Thomas Somerville Stewart (1806 – May 3, 1889) was a Philadelphia architect, engineer, and real estate developer.

Personal life
Thomas Somerville Stewart was born to a Scottish family living in Ireland (Scots Irish), he immigrated to Philadelphia in 1818 to apprentice to his uncle, a carpenter.  Late in life, he married Clara Eleanor Saurmein.  They are buried together at Woodlands Cemetery, Philadelphia in Section L, Lot # 63. They had two sons, Thomas Somerville Stewart, Jr., M. D. and Ralph Chambers Stewart. Stewart was an Episcopalian and attended St. Luke's Church in Philadelphia until his death.  He is memorialized there with a stained glass window on the north wall of the nave.  A scholarship for students of architecture in Stewart's name was founded in 1901 by his wife and sons at the University of Pennsylvania.

In 1836, he ran for a position on the City Common Council and received 3,251 votes; an insufficient number to be qualified to hold office. Stewart was a member of the Board of Directors of Girard College for the term from 1856 to 1869. Additionally, he was a Director of the Fire Insurance Company of the State of Pennsylvania.

Professional life
Stewart apprenticed as a carpenter under his uncle Thomas Stewart until his uncle's death in 1822.  He continued his apprenticeship with John Guilder until 1827, staying in his employment as a journeyman until 1829. Stewart began his career building houses, taking advantage of the building boom occurring in Philadelphia at that time.  He was able to buy up properties thanks to the inheritance he received from his uncle's estate.  He began entering architectural competitions in the early 1830s, notably Girard College Founder's Hall and the Preston Retreat - he was bested in both instances by Thomas Ustick Walter.  Stewart's first completed architectural commission was Pennsylvania Hall.  An auspicious beginning to his career, it only stood three days before being burned to the ground by an anti-abolitionist mob.

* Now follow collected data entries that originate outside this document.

PR #1976, opened 2015-12-05
Update TT-RSS to Git commit f61f2a26 and fix on DSM-6

saschpe:
DSM-6.0 moved PHP into a separate package. Both /bin/php and /usr/bin/php
are minimal variants lacking the necessary MySQL PHP modules. Therefore
depend on package PHP5.6 on DSM build 7135 or later and use
/usr/local/bin/php56.


saschpe:
Tested on DSM-6.0-7135. Can't hurt if someone checks on DSM-5.x

spk/tt-rss/src/dsm-control.sh
```diff
@@ -9,7 +9,11 @@ INSTALL_DIR="/usr/local/${PACKAGE}"
 WEB_DIR="/var/services/web"
 PATH="${INSTALL_DIR}/bin:${PATH}"
 USER="$([ $(grep buildnumber /etc.defaults/VERSION | cut -d"\"" -f2) -ge 4418 ] && echo -n http || echo -n nobody)"
+if [ `/bin/get_key_value /etc.defaults/VERSION buildnumber` -ge "7135" ]; then
+PHP="/usr/local/bin/php56"
+else
 PHP="/usr/bin/php"
+fi
```
Diaoul: Is it possible to make this a oneliner like USER right above?

Dr-Bean:
I don't know exactly why Synology chose `php56` as the binary name, but that's going to be fun when Synology decides to package PHP7.0...
Other than the comment Diaoul provided, LGTM.

saschpe:
@Dr-Bean I don't know why we now need to have three php binaries across the system :-)

Dr-Bean:
Probably backwards compatibility to a degree, at least during the beta. My guess is that the other binaries will disappear, or be replaced with a symlink pointing to the binary of the new package e.g. when DSM6 final is released.

One last thing I didn't notice before: could you remove `PKG_FULL_NAME`? That's no longer necessary.

spk/tt-rss/src/dsm-control.sh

Stewart's first prominent commission was St. Luke's Episcopal Church on 13th Street in Philadelphia.  The competition came with a $100 prize for the winning entry.  He won the competition with a corinthian design in the manner of the Choragic Monument of Lysicrates.  The original design provided for a 200 foot high steeple in the manner of St. Martin-in-the-Fields, although the lack of available funds precluded its construction.  Upon the church's completion, the Philadelphia Public Ledger reported: "The interior is exceedingly beautiful and chaste. Without pretending to give a detailed description, we state that above the floor every thing, even to the glass of the windows, is of a pure white, and in every section of the church is introduced the richest and most elaborate carving and molding in wood and plaster. Even the organ is of this color and in this style. It is praised as a superb instrument. The pews are represented as of oak and the damask covering them is of a corresponding color. The effect is remarkably fine."  Several years later, the building committee from St. Paul's Church in Richmond was impressed enough with this church that they asked Stewart to design for them a church along the same lines. His work at St. Paul's led to his final large commission for the Egyptian Revival hall for the Medical College of Richmond.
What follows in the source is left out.